To give some background here is what I am currently working on, what hardware I have, and what I am trying to implement to solve my issue. 

Board: DE0-Nano-SOC 5CSEMA4U23C6 

 

Issue: I will be receiving around data into the FPGA at 40MHz. I need to make this data available to the HPS. The data will be ready in around 37KB chunks, I am planning on using a double buffer system so say we need a 75KB space to store said data. My idea is that I will stream the data in, fill up the buffer, signal the HPS that it is ready, the HPS will read the data, package it, and send it over an Ethernet network. I have actually asked this question in another part of the forum here: https://alteraforum.com/forum/showthread.php?t=58944&p=239654#post239654, but realized this section would be better suited to the question. Going off what was talked about there, I am trying to get the FPGA-HPS bridge working in order for the FPGA to write to the HPS's DDR3 RAM and then have the HPS read from it. I have set the board up from the QSYS side correctly I believe.
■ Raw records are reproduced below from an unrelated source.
PR #2619, opened 2023-01-24
Add the Client-side Input Validators for Stream Keys and the Admin Password

### LINKED ISSUE #2528: Add minimum stream key + password complexity rules

The server functions that adds new stream keys and modify the admin panel password are in file controllers/admin/config.go: SetAdminPassword at line 201 and SetStreamKeys at line 772.

SetAdminPassword

```go
// SetAdminPassword will handle the web config request to set the server admin password.
func SetAdminPassword(w http.ResponseWriter, r *http.Request) {
	if !requirePOST(w, r) {
		return
	}

	configValue, success := getValueFromRequest(w, r)
	if !success {
		return
	}

	if err := data.SetAdminPassword(configValue.Value.(string)); err != nil {
		controllers.WriteSimpleResponse(w, false, err.Error())
		return
	}

	controllers.WriteSimpleResponse(w, true, "changed")
}
```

I limited the HPS RAM for linux to 800 MB. Then I have been trying to write to address 0x32000000, with absolutely 0 luck in getting anywhere. I am not sure if I am setting up something wrong in Quartus, my C code, or some other issue. And would appreciate any assistance in this.  

Thanks! 

-Andrew 

 

EDIT: Currently I am using Linux, but I would eventually like to move to BareMetal, for now though I am sticking with Linux.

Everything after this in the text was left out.